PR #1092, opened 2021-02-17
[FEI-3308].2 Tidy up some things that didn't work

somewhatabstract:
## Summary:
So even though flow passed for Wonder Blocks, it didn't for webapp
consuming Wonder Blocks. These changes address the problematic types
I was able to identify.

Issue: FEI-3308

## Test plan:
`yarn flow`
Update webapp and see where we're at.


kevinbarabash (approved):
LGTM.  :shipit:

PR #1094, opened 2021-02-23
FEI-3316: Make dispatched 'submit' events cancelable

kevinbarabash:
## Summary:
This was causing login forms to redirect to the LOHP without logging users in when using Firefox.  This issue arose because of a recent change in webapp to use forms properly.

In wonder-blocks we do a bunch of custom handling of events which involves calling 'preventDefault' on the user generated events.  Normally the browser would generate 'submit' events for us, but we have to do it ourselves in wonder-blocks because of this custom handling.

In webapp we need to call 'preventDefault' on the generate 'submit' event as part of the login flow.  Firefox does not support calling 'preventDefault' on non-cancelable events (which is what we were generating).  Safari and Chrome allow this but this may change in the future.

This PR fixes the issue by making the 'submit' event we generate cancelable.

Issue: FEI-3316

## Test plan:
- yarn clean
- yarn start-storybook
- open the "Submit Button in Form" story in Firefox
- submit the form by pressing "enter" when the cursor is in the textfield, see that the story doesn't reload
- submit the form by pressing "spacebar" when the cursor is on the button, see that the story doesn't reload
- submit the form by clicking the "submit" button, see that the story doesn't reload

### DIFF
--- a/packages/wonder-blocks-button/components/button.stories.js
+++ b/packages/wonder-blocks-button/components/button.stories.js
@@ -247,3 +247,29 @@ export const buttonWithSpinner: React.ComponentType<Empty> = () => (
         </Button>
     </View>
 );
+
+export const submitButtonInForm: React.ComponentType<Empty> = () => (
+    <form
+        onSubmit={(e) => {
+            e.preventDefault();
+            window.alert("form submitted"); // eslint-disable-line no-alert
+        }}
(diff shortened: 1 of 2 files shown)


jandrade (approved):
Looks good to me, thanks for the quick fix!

□ □ □

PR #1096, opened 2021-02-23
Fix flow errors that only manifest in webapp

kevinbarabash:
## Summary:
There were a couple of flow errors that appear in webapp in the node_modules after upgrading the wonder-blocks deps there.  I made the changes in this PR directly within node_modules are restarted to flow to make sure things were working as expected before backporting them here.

□ □ □

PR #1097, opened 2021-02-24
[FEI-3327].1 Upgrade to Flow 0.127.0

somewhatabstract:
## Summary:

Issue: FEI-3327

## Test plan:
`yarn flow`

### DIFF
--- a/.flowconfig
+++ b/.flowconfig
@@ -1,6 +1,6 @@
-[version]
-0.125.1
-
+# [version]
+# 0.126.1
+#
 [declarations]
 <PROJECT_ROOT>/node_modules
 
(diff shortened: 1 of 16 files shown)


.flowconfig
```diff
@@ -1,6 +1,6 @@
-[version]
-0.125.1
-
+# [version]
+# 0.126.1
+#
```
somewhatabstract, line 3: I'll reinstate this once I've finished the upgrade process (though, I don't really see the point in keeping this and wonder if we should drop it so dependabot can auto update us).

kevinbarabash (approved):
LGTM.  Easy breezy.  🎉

□ □ □

**Required work**:
From the records above, give again exactly the lines running from the line with "-247,3 +247,29 @@" to the line with "Looks good to me, thanks for the quick fix!", inclusive.

**Written solution**:
@@ -247,3 +247,29 @@ export const buttonWithSpinner: React.ComponentType<Empty> = () => (
         </Button>
     </View>
 );
+
+export const submitButtonInForm: React.ComponentType<Empty> = () => (
+    <form
+        onSubmit={(e) => {
+            e.preventDefault();
+            window.alert("form submitted"); // eslint-disable-line no-alert
+        }}
(diff shortened: 1 of 2 files shown)


jandrade (approved):
Looks good to me, thanks for the quick fix!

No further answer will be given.